▸ What you are asked to do: Here is a block of entries. Write out its lines exactly, from the first through the one containing "- During playback, use".

[Collected data]
Issue #5482, opened 2025-04-25
UI Freeze on resize video window


xjbeta:
### Version
v1.4.0-beta1 a9e3bb0

### Reproduce
- Open a video
- During playback, use the shortcut keys to repeatedly switch between `normal size`(cmd+1) and `double size`(cmd+2). (Press the shortcut key after the window animation is completed)

### Behavior
`mac mini M4` Intermittent UI freezes (spinning wheel cursor)
`mbp m1 max` Part of the video screen is black when the window is resized

This issue also occurs during normal usage, but no reproducible steps have been identified.
(For example, drag the window size with the mouse)

[Behavior recording and .trace file](https://mega.nz/folder/BstW2ZhI#m1Xd9v4EWeeB4XBoP96dqw)

### Analyze

This could be a bug introduced by b0e8fc3
This can't be reproduced on v1.3.5 and d201aaf

@low-batt 

<img width="720" alt="Image" src="https://github.com/user-attachments/assets/6ecb3185-0281-44e7-ba65-849ef4e44807" />

low-batt:
I'm having trouble reproducing it reliably, but I definitely triggered it a few times.

I'm in the middle of some other changes I need to finish. Then I will turn my attention to this issue.

low-batt:
I'm still working on some other changes I need to finish, but wanted to give you some background on the changes in this area.

A bunch of changes deemed disruptive/risky had been postponed for a release that included a beta testing period. Many of those have gone into 1.4.0-beta1. Many fixes to thread data races detected by Xcode's [Thread Sanitizer](https://developer.apple.com/documentation/xcode/diagnosing-memory-thread-and-crash-issues-early) and other thread coordination problems have gone into 1.4.0. The commit b0e8fc3 contains some of those changes and has already caused one performance regression. See issue #5403.

In that case the main thread was having to wait for the `displayLock`. This was unexpected as the `mpvGLQueue` thread that is constantly locking the lock should not be holding the lock for very long. What exactly was happening with the locks was not determined because the root cause in that case was that the main thread was inappropriately making a high volume of calls to `VideoLayer.draw(forced:)`. The problem was solved by removing the needless excessive calls to `VideoLayer.draw(forced:)`. This case could be similar, although I was having trouble proving that in the quick tests I did.

[...]

PR #5550, opened 2025-06-16
Fix short hang upon starting a video, #5531

### LINKED ISSUE #5263: Quickly seeking / Pinching while media is playing causes IINA to lag
### IINA Version

IINA Nightly 6bf7d58

### Release Channel

Nightly

### macOS Version

macOS 15.1

### Steps to Reproduce

1. Launch IINA and play any video
2. Quickly tapping "Left" and "Right" on keyboard **while video is playing**
3. Seeking took longer time to finish, and spinning pinwheel appears

https://github.com/user-attachments/assets/ad2a8cca-9655-4f7d-b46e-df3eb29d9c26

(There are some obvious twitches around 00:13, possibly caused by some pending seek events before)

---

Similar things happen when window size changes quickly:
1. Set "Control" -> "Pinch to:" option to "Adjust window size"
2. Quickly pinching touchpad to resize IINA window **while video is playing**
3. Noticed similar lagging

---

I noticed that neither seeking nor pinching would cause any lag when video is paused.

https://github.com/user-attachments/assets/9817c12c-0b09-43e1-8281-eb6b80401e31

---

Also, providing additional `video-sync=display-resample` mpv option could fix this issue:

截屏2024-11-09 15 29 27

https://github.com/user-attachments/assets/ec8437fa-1525-47aa-b6ee-bd000f82ea03

### Expected Behavior

There should be no any lagging.

### Actual Behavior

Seeking and resizing have obvious lagging.

N/A

### Logs

N/A

### Sample Files

N/A

Always.

### Required Actions

### Optional Actions

### LINKED ISSUE #5531: IINA upon starting a video sometimes hangs for ~3 seconds before being able to interact with the file
### IINA Version

1.4.0-beta2 Build 153 (ba0bfa8)

### Release Channel

Nightly

### macOS Version

15.5 (24F74)

### Steps to Reproduce

- Open a video file (I've seen this with .mkv files cause that's the form factor I watch with mainly)

I've noticed it happens more often upon first opening IINA, but it's inconsistent to reproduce as sometimes it loads perfectly fine and other times it will hang as I am trying to show here

### Expected Behavior

- Video playback interaction is smooth and works as it should in IINA

### Actual Behavior

- Video file will have the Mac spinning wheel upon the start of video, being unable to interact with anything in IINA till it goes away

_No response_

### Logs

[iina.log](https://github.com/user-attachments/files/20580396/iina.log)

### Sample Files

_No response_

Sometimes, most often upon a fresh start up

### Required Actions

### Optional Actions

low-batt:
This commit will:
- Add a `forceDraw` method to `PlayerWindowController` that checks to see if drawing is needed before calling `VideoLayer`
- Change all code that was forcing drawing to use `PlayerWindowController.forceDraw`
- Change force drawing to use the `mpvGLQueue` queue instead of the main thread
- Rename `VideoLayer.draw(forced)` to `update(force)` to match mpv
- Rename the `VideoLayer` properties `needsMPVRender` and `forceRender` to be `needsFlip` and `forceDraw` to match mpv
- Add an `inLiveResize` property to `VideoLayer` and change live resize code to use it to match up with how mpv handles resizing
- Add `@Atomic` to some `VideoLayer` properties to correct TSAN errors

This corrects the momentary spinning beach ball of death sometimes seen when initially opening a file.

- [x] This implements/fixes issue #5531.

---

**Description:**

### DIFF
--- a/iina/MainWindowController.swift
+++ b/iina/MainWindowController.swift
@@ -692,7 +692,9 @@ class MainWindowController: PlayerWindowController {
       NSScreen.log("NSScreen.screens[\(screen.offset)]" , screen.element)
     }
 
-    videoView.videoLayer.draw(forced: true)
+    // If a video is not actively playing then the initial drawing of the view needs to be forced.
+    // The forceDraw method will check to see if drawing is actually needed.
+    forceDraw("window loaded")
   }
 
   /// Returns the position in seconds for the given percent of the total duration of the video the percentage represents.
@@ -1324,7 +1326,7 @@ class MainWindowController: PlayerWindowController {
     videoViewConstraints.values.forEach { $0.constant = 0 }
     videoView.needsLayout = true
     videoView.layoutSubtreeIfNeeded()
-    videoView.videoLayer.draw(forced: true)
+    forceDraw("entered full screen mode")
 
     if Preference.bool(for: .blackOutMonitor) {
       blackOutOtherMonitors()
@@ -1434,7 +1436,7 @@ class MainWindowController: PlayerWindowController {
     videoViewConstraints.values.forEach { $0.constant = 0 }
     videoView.needsLayout = true
     videoView.layoutSubtreeIfNeeded()
-    videoView.videoLayer.draw(forced: true)
+    forceDraw("exited full screen mode")
 
     if Preference.bool(for: .pauseWhenLeavingFullScreen) && player.info.state == .playing {
       player.pause()
@@ -1447,7 +1449,7 @@ class MainWindowController: PlayerWindowController {
 
     resetCollectionBehavior()
     updateWindowParametersForMPV()
-    
+
     player.events.emit(.windowFullscreenChanged, data: false)
   }
 
@@ -1663,7 +1665,7 @@ class MainWindowController: PlayerWindowController {
   }
 
   func windowWillStartLiveResize(_ notification: Notification) {
-    videoView.videoLayer.isAsynchronous = true
+    videoView.videoLayer.inLiveResize = true
   }
 
   // resize framebuffer in videoView after resizing.
@@ -1671,7 +1673,7 @@ class MainWindowController: PlayerWindowController {
     // Must not access mpv while it is asynchronously processing stop and quit commands.
     // See comments in windowWillExitFullScreen for details.
     guard player.info.state.active else { return }
-    videoView.videoLayer.isAsynchronous = false
+    videoView.videoLayer.inLiveResize = false
     updateWindowParametersForMPV()
   }
 
@@ -2213,11 +2215,7 @@ class MainWindowController: PlayerWindowController {
       videoView.needsLayout = true
       videoView.layoutSubtreeIfNeeded()
       // force rerender a frame
-      videoView.videoLayer.mpvGLQueue.async {
-        DispatchQueue.main.sync {
-          self.videoView.videoLayer.draw()
-        }
-      }
+      forceDraw("interactive cropping")
     }
 
     let controlView = mode.viewController()
@@ -3110,14 +3108,11 @@ extension MainWindowController: PIPViewControllerDelegate {
 
     addVideoViewToWindow()
 
-    // Similarly, we need to run a redraw here as well. We check to make sure we
-    // are paused, because this causes a janky animation in either case but as
-    // it's not necessary while the video is playing and significantly more
-    // noticeable, we only redraw if we are paused.
-    let currentTrackIsAlbumArt = player.info.currentTrack(.video)?.isAlbumart ?? false
-    if player.info.state == .paused || currentTrackIsAlbumArt {
-      videoView.videoLayer.draw(forced: true)
-    }
+    // Similarly, we need to run a redraw here as well. We check to make sure we are paused, because
+    // this causes a janky animation in either case but as it's not necessary while the video is
+    // playing and significantly more noticeable, we only redraw if we are paused. The forceDraw
+    // method checks to make sure drawing is required.
+    forceDraw("exiting PiP")
 
     updateTimer()
 
--- a/iina/MainWindowController.swift
+++ b/iina/MainWindowController.swift
@@ -1164,7 +1164,7 @@ class MainWindowController: PlayerWindowController {
       if recognizer.state == .began {
         // began
         lastMagnification = recognizer.magnification
-        videoView.videoLayer.isAsynchronous = true
+        videoView.videoLayer.inLiveResize = true
         frameWhenStartedPinching = window.frame
       } else if recognizer.state == .changed {
         // changed
@@ -1181,7 +1181,7 @@ class MainWindowController: PlayerWindowController {
         lastMagnification = recognizer.magnification
       } else if recognizer.state == .ended {
         updateWindowParametersForMPV()
-        videoView.videoLayer.isAsynchronous = false
+        videoView.videoLayer.inLiveResize = false
       }
     }
   }
--- a/iina.xcodeproj/project.pbxproj
+++ b/iina.xcodeproj/project.pbxproj
@@ -161,6 +161,8 @@
 		51096C0B2CD88BEC00702C31 /* MPVOptionDefaults.swift in Sources */ = {isa = PBXBuildFile; fileRef = 51096C0A2CD88BEC00702C31 /* MPVOptionDefaults.swift */; };
 		5111B18B2C8BCEAC00DEC0AC /* TouchBarSettings.swift in Sources */ = {isa = PBXBuildFile; fileRef = 5111B18A2C8BCEAC00DEC0AC /* TouchBarSettings.swift */; };
 		5114FA942DC704CE00D02435 /* NowPlayingInfoManager.swift in Sources */ = {isa = PBXBuildFile; fileRef = 5114FA932DC704CE00D02435 /* NowPlayingInfoManager.swift */; };
+		51165FBC2E1D91290060B817 /* ReadWriteAtomic.swift in Sources */ = {isa = PBXBuildFile; fileRef = 51165FBB2E1D91290060B817 /* ReadWriteAtomic.swift */; };
+		51165FC02E1D91940060B817 /* ReadWriteLock.swift in Sources */ = {isa = PBXBuildFile; fileRef = 51165FBF2E1D91940060B817 /* ReadWriteLock.swift */; };
 		512B8FDD2BC2376E00AF41BF /* OutlineView.swift in Sources */ = {isa = PBXBuildFile; fileRef = 512B8FDC2BC2376E00AF41BF /* OutlineView.swift */; };
 		513A4FFA29B53F8100A8EA7D /* Atomic.swift in Sources */ = {isa = PBXBuildFile; fileRef = 513A4FF929B53F8100A8EA7D /* Atomic.swift */; };
 		515B5E5A2A579903001FCD49 /* iina-plugin in Copy Executables */ = {isa = PBXBuildFile; fileRef = E38558872A484A2D0083772D /* iina-plugin */; settings = {ATTRIBUTES = (CodeSignOnCopy, ); }; };
@@ -1189,6 +1191,8 @@
 		51096C0A2CD88BEC00702C31 /* MPVOptionDefaults.swift */ = {isa = PBXFileReference; fileEncoding = 4; lastKnownFileType = sourcecode.swift; path = MPVOptionDefaults.swift; sourceTree = "<group>"; };
 		5111B18A2C8BCEAC00DEC0AC /* TouchBarSettings.swift */ = {isa = PBXFileReference; lastKnownFileType = sourcecode.swift; path = TouchBarSettings.swift; sourceTree = "<group>"; };
 		5114FA932DC704CE00D02435 /* NowPlayingInfoManager.swift */ = {isa = PBXFileReference; lastKnownFileType = sourcecode.swift; path = NowPlayingInfoManager.swift; sourceTree = "<group>"; };
+		51165FBB2E1D91290060B817 /* ReadWriteAtomic.swift */ = {isa = PBXFileReference; lastKnownFileType = sourcecode.swift; path = ReadWriteAtomic.swift; sourceTree = "<group>"; };
+		51165FBF2E1D91940060B817 /* ReadWriteLock.swift */ = {isa = PBXFileReference; lastKnownFileType = sourcecode.swift; path = ReadWriteLock.swift; sourceTree = "<group>"; };
 		512B8FDC2BC2376E00AF41BF /* OutlineView.swift */ = {isa = PBXFileReference; lastKnownFileType = sourcecode.swift; path = OutlineView.swift; sourceTree = "<group>"; };
 		513A4FF929B53F8100A8EA7D /* Atomic.swift */ = {isa = PBXFileReference; fileEncoding = 4; lastKnownFileType = sourcecode.swift; path = Atomic.swift; sourceTree = "<group>"; };
 		51537C7229FA26DD00F9A472 /* Nightly.xcconfig */ = {isa = PBXFileReference; lastKnownFileType = text.xcconfig; path = Nightly.xcconfig; sourceTree = "<group>"; };
@@ -2414,6 +2418,7 @@
 				84A886E21E24F2D3008755BB /* Sub */,
 				8497A4831D2FF573005F504F /* iina-Bridging-Header.h */,
 				513A4FF929B53F8100A8EA7D /* Atomic.swift */,
+				51165FBF2E1D91940060B817 /* ReadWriteLock.swift */,
 				51854CD92A1C489300C40B78 /* FFmpegLogger.swift */,
 				84EB1F061D2F5E76004FA5A1 /* Utility.swift */,
 				8461C52F1D462488006E91FF /* VideoTime.swift */,
@@ -2446,6 +2451,7 @@
 				51C1BA39291CA76700C1208A /* InfoDictionary.swift */,
 				51DE55C82A6646710050AD06 /* Sysctl.swift */,
 				519CCABC2BFFAEF10079DCAF /* HardwareDecodeCapabilities.swift */,
+				51165FBB2E1D91290060B817 /* ReadWriteAtomic.swift */,
 			);
 			name = Utils;
 			sourceTree = "<group>";
@@ -3194,6 +3200,7 @@
 				840AF5821E732C8F00F4AF92 /* JustXMLRPC.swift in Sources */,
 				E3513AF820EF79C500F8C347 /* PreferenceWindowController.swift in Sources */,
 				841A599D1E1FF5800079E177 /* SleepPreventer.swift in Sources */,
+				51165FBC2E1D91290060B817 /* ReadWriteAtomic.swift in Sources */,
 				84ED99FF1E009C8100A5159B /* PrefAdvancedViewController.swift in Sources */,
 				840AF5841E73CE3900F4AF92 /* OpenSubSubtitle.swift in Sources */,
 				E32B157D21BC27B100CDBCEA /* JavascriptAPIMenu.swift in Sources */,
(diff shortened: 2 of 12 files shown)


low-batt:
At the moment I'm thinking it might be better to not make the changes in this PR and instead move to using the main thread for all drawing in order to align with mpv. I am worried about these changes since the last time drawing was changed to only use the `mpvGLQueue` queue there were problems.

How mpv handles this can be seen [here](https://github.com/mpv-player/mpv/blob/master/video/out/mac/gl_layer.swift). Always using the main thread simplifies the code.

You can also see that the mpv code does a bunch of stuff that IINA probably needs to do as well. I was expecting we'd work on that in the next release. Or do you want me to port over more changes?

There are subtle differences that might be significant. In IINA's `createContext` you will see this:
```swift
    // Enable multi-threaded GL engine.
    CGLEnable(ctx, kCGLCEMPEngine)
```

I believe mpv suspected there were defects in the multi-threaded GL engine and removed that at some point. These are the kind of differences that made me hesitate on making IINA fully match the mpv behavior.

Thoughts?

iina/MainWindowController.swift
```diff
@@ -2213,11 +2215,7 @@ class MainWindowController: PlayerWindowController {
       videoView.needsLayout = true
       videoView.layoutSubtreeIfNeeded()
       // force rerender a frame
-      videoView.videoLayer.mpvGLQueue.async {
-        DispatchQueue.main.sync {
-          self.videoView.videoLayer.draw()
-        }
-      }
```
low-batt, line 2220: I found this code very confusing. The comment says it is forcing a rendering, but the forced parameter was not passed to draw. I also don't understand the synchronized dispatch to main. That is usually a no-no. This looks like we wanted to block the `mpvGLQueue` while drawing? I tested this code and the change didn't seem to break functionality, but it worries me I don't understand the need for the current code.

lhc70000:
If the window can still be resized smoothly when using the main thread for all drawing, we can go for it. This was the main reason why we didn't draw on main thread when IINA was created.

low-batt:
I will make that change and test resizing and other animations.

low-batt:
Exhausted after fighting with this all day. I hit two problems.

The first problem I've seen before. It was so area I never was able to reproduce it. IINA would hang upon loading a video in `PlayerCore.fileLoaded` calling into mpv to set a property. For some reason drawing makes that happen a lot. From a quick check of mpv sources mpv does not do the kind of work IINA is doing upon getting the file loaded event. I did not have time to check where they do that kind of work. I just hacked around this problem to be able to see how well playback works.

Playback seemed ok. Resizing seemed fine. I've not tested enough because I hit a problem. I had trouble grabbing the window. If you mouse down and move the cursor the window fails to move. Then all of a sudden it jumps to where the cursor is and from that point follows the mouse without hesitation. As if it is initially stuck on some lock that then times out. I'm still trying to figure out what is causing this.

Using Instruments it does not look like drawing will overload the main thread. This was on a 2019 MacBook Pro. I did not have time to test on my MacBook Air.

I'll have to think on how to track down what is causing dragging of the window to initially lock up.

svobs:
> The first problem I've seen before. It was so area I never was able to reproduce it. IINA would hang upon loading a video in PlayerCore.fileLoaded calling into mpv to set a property.

You're sure it's not one of those properties which can deadlock the mpv core if called before `mpv_render_context_create` & `mpv_render_context_set_update_callback` have finished, right?

> If the window can still be resized smoothly when using the main thread for all drawing, we can go for it. This was the main reason why we didn't draw on main thread when IINA was created.

Should be fine now that `videoLayer.isAsynchronous` is being set to true before all types of window resize (#5013).

low-batt:
> You're sure it's not one of those properties which can deadlock the mpv core if called before mpv_render_context_create & mpv_render_context_set_update_callback have finished, right?

I believe you have brought up before in some other issue that there are some race conditions having to do with window creation. This may have something to do with those race conditions, but it isn't a case of rendering not being initialized. Rendering is initialized in `MainWindowController.windowDidLoad` when it calls `PlayerCore.initVideo` which then calls `MPVController.mpvInitRendering`. I added debug logging and I am seeing rendering having been initialized before the `MPV_EVENT_FILE_LOADED` is received when the hang happens.

The mpv code that handles  `MPV_EVENT_FILE_LOADED` does very little. I need to dig into the mpv code and see where they do all the work IINA is doing upon receiving that event.

In the following process sample the main thread looks like this:
```text
    +                                       6947 PlayerCore.fileLoaded()  (in IINA.debug.dylib) + 1028  [0x10994fc74]  PlayerCore.swift:1950
    +                                         6947 MPVController.getInt(_:)  (in IINA.debug.dylib) + 226  [0x1099d2882]  MPVController.swift:843
    +                                           6947 mpv_get_property  (in libmpv.2.dylib) + 101  [0x10d8059c5]
	    +                                             6947 mp_dispatch_lock  (in libmpv.2.dylib) + 205  [0x10d7e980d]
```

[Process Sample fileLoaded.txt](https://github.com/user-attachments/files/20783681/Process.Sample.fileLoaded.txt)

The hang occurs on a call to either set or get a mpv property around this range of `PlayerCore.fileLoaded`
https://github.com/iina/iina/blob/3673eb8e04576167a90c477d25aedcad22fa5712/iina/PlayerCore.swift#L1942-L1953

I suspect this is a rare race condition that switching to drawing on the main thread brings out. It needs to be investigated, but I've been focusing on whether we can use the main thread for drawing like mpv does. I now believe the answer is no, based on mpv issue [#14173](https://github.com/mpv-player/mpv/issues/14173).

I have a lot more to say on this, but Tuesday is my busy day and I'm out of time. Later…

low-batt:
I had time to do more investigation into the significant lagging when IINA has been changed to use the main thread for drawing. I found the severe lagging when dragging or resizing the window while the video was playing was caused by [BetterTouchTool](https://folivora.ai/). When I quit BTT the behavior significantly improved. However the sliding animation to show and hide the side panels was _very_ sluggish. Dragging the floating OSC around was jerky. I've concluded drawing on the main thread is not viable for IINA.

I believe issue #5531 is a must fix for beta2 because changes in this area of IINA can introduce problems that are rare and thus may not show up until a lot of users test IINA. Changes are needed in this area in order to address data races detected by Xcode's [Thread Sanitizer](https://developer.apple.com/documentation/xcode/diagnosing-memory-thread-and-crash-issues-early) .

I think we have to go with the changes in this PR that use `mpvGLQueue` for all drawing.

Please review!

On this:
> Should be fine now that videoLayer.isAsynchronous is being set to true before all types of window resize (#5013).

This PR changes that slightly. I ported changes from mpv that use a `inLiveResize` property to control `isAsynchronous`. This ensures there is one more draw at the end of resizing.

lhc70000:
My several thoughts:

1. If we have always been good drawing on background threads, we don't need to switch to the main thread. 

2. According to my test, when `isAsynchronous = true`, although the docs say the system will call display() periodically, it actually only calls it ONCE on the main thread. If we continue drawing on the background, all draws will still happen on the background thread.
    - However, with this PR, if you disable drawing on the background thread during live resize, all drawing will be on the main thread, basically in line with the docs.
    - It's not a good idea to do so, since (1) the timing is controlled by the system rather than mpv, and (2) the resizing animation will become noticeably laggy.

4. I think the `isUninited` lock blocks too many things, since we use it in the CVDisplayLink callback (report swap), mpvGLQueue and on the main thread. It's also the cause of #5531. We should not limit all these operations to be one at a time. I tried to change it to a Read Write Lock that allows simultaneous reading. The bottom line is that mpv has its internal lock, so even there are multiple draws happening at the same time, it should be safe.
    - Furthermore, we now have many
       ```swift
      videoView.$isUninited.withLock() { isUninited in
        guard !isUninited else { return }
        // do other stuff
      }
      ```
      Are these necessary? Can we change them to
      ```swift
      videoView.$isUninited.withLock() { isUninited in
        guard !isUninited else { return }
      }
      // do other stuff
      ```

5. I saw that @low-batt changed the `drawLock` in #5490.  Why moved it from `display()` to `draw(forced:)`? Previously it was `displayLock` that prevented concurrent calls to `display()`, which makes sense since calling `display()` from a background thread is an undocumented behavior. But now it's in `draw(forced:)`, this seems unnecessary since we already have the isUninited lock, and unsafe since the system can call `display()` on the main thread when `isAsynchronous = true`.

I have pushed my changed related to (4) and (5) to the `test-read-write-lock` branch. Please have a test.

low-batt:
On this:
> If we have always been good drawing on background threads, we don't need to switch to the main thread.

I looked into this in depth and IINA can not switch to using the main thread.

The main push for this was to match up with mpv. This also would avoid the need for locking. I tested this and ran into trouble with significant lagging. Turns out mpv ran into trouble with lagging as well, when using OpenGL. It appears they decided to live with it because mpv performs better with the Metal layer, which is now the default.

Using the main thread also significantly disrupted the sliding animated transition of the side bar. So using the main thread is definitely not viable for IINA.

On this:
> According to my test, when isAsynchronous = true, although the docs say the system will call display() periodically, it actually only calls it ONCE on the main thread. …

That came from PR #5013, so we need to bring @uiryuu into this discussion.

> I think the isUninited lock blocks too many things…

When accessing mpv from a background thread the `isUninited` lock **must** be held. If not, IINA can crash when quitting. mpv has a similar lock.

> I saw that @low-batt changed the drawLock in Fix UI freeze on resize video window, #5482 #5490.

That was an attempt to address trouble with the main thread blocking. The lock should be in `display`. That is what mpv uses. I've been trying to figure out what is difference about mpv that it does not show problems with holding up the main thread.

> I have pushed my changed related to (4) and (5) to the test-read-write-lock branch. Please have a test.

I will take a look at it.

low-batt:
When in the test-read-write-lock branch In Xcode edit the scheme and enable `Thread Sanitizer` and `Undefined Behavior Sanitizer`. Then test. I'm having trouble reproducing it, but TSAN sometimes is detecting data race conditions:

[TSAN-errors.txt](https://github.com/user-attachments/files/21093947/TSAN-errors.txt)

That means something is wrong with the locking in that branch.

low-batt:
The test-read-write-lock branch was made off of the `develop` branch, not this PR's branch. Definitely in the `develop` branch the `isUninited` lock is used for more than coordinating shutdown. To avoid the need for additional locks that lock is held when _modifying_ other state in `ViewLayer`. So the reason for the above failures is that effectively a _read_ lock is being held when writing. Using a read/write lock might be viable. I will look into this tomorrow.

lhc70000:
> On this:
>
>> According to my test, when isAsynchronous = true, although the docs say the system will call display() periodically, it actually only calls it ONCE on the main thread. …

>
> That came from PR https://github.com/iina/iina/pull/5013, so we need to bring @uiryuu into this discussion.

Strangely, even though it only draws once on the main thread according to my log, it still works to prevent the jittering when resizing the window. So `isAsynchronous` is still needed and we don't want to change this.

low-batt:
I'm confused as well. In a quick test with the changes in this PR and adding some logging in `canDraw` and `draw` I'm seeing drawing switching to the main thread during a resize:

<details>
<summary><b>Test run:</b></summary>

```text
19:24:35.993 [iina][d] com.colliderli.iina.mpvgl draw
19:24:36.034 [iina][d] com.colliderli.iina.mpvgl canDraw true
19:24:36.034 [iina][d] com.colliderli.iina.mpvgl draw
19:24:36.071 [window0][d] ********* windowWillStartLiveResize
19:24:36.071 [iina][d] com.colliderli.iina.mpvgl canDraw true
19:24:36.071 [iina][d] com.colliderli.iina.mpvgl draw
19:24:36.111 [iina][d] com.apple.main-thread canDraw true
19:24:36.112 [iina][d] com.apple.main-thread draw
19:24:36.174 [iina][d] com.apple.main-thread canDraw true
19:24:36.174 [iina][d] com.apple.main-thread draw
19:24:36.199 [iina][d] com.apple.main-thread canDraw true
19:24:36.199 [iina][d] com.apple.main-thread draw
19:24:36.237 [iina][d] com.apple.main-thread canDraw true
19:24:36.238 [iina][d] com.apple.main-thread draw
19:24:36.278 [iina][d] com.apple.main-thread canDraw true
19:24:36.278 [iina][d] com.apple.main-thread draw
19:24:36.320 [iina][d] com.apple.main-thread canDraw true
19:24:36.320 [iina][d] com.apple.main-thread draw
19:24:36.360 [iina][d] com.apple.main-thread canDraw true
19:24:36.360 [iina][d] com.apple.main-thread draw
19:24:36.397 [iina][d] com.apple.main-thread canDraw true
19:24:36.397 [iina][d] com.apple.main-thread draw
19:24:36.438 [iina][d] com.apple.main-thread canDraw true
19:24:36.438 [iina][d] com.apple.main-thread draw
19:24:36.479 [iina][d] com.apple.main-thread canDraw true
19:24:36.479 [iina][d] com.apple.main-thread draw
19:24:36.521 [iina][d] com.apple.main-thread canDraw true
19:24:36.521 [iina][d] com.apple.main-thread draw
19:24:36.553 [iina][d] com.apple.main-thread canDraw true
19:24:36.553 [iina][d] com.apple.main-thread draw
19:24:36.592 [window0][d] ********* windowDidEndLiveResize
19:24:36.592 [mpv0][v] Set property: window-scale=1.6290322580645162
19:24:36.592 [iina][d] com.colliderli.iina.mpvgl canDraw true
19:24:36.594 [iina][d] com.colliderli.iina.mpvgl draw
19:24:36.635 [iina][d] com.colliderli.iina.mpvgl canDraw true
19:24:36.636 [iina][d] com.colliderli.iina.mpvgl draw
```
</details>

I'm looking into the read/write lock changes…

low-batt:
I figured out what was wrong with the read write lock. I have that working. Before adding those changes to the PR I'd like to reproduce the problems you are hitting that the read write lock addresses.

I'm not seeing any lagging or hangs reported by Instruments. Playing a downloaded copy of the video [New York 8k | 4k HDR](https://vimeo.com/196168570) I do see glitches when entering and exiting full screen mode. Hard to describe. Like a flicker.

What video are you playing that shows lagging?

low-batt:
This is the change I made to the property wrapper:
```swift
  func withReadLock<R>(_ body: (Value) throws -> R) rethrows -> R {
    return try lock.read {
      return try body(value)
    }
  }

  func withWriteLock<R>(_ body: (inout Value) throws -> R) rethrows -> R {
    return try lock.write {
      return try body(&value)
    }
  }
```

`VideoView.uninit` needs to use `withWriteLock`.

lhc70000:
>  I do see glitches when entering and exiting full screen mode. Hard to describe. Like a flicker.

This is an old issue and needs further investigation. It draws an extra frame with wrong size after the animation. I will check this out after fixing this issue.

▸ Answer space:
Issue #5482, opened 2025-04-25
UI Freeze on resize video window


xjbeta:
### Version
v1.4.0-beta1 a9e3bb0

### Reproduce
- Open a video
- During playback, use the shortcut keys to repeatedly switch between `normal size`(cmd+1) and `double size`(cmd+2). (Press the shortcut key after the window animation is completed)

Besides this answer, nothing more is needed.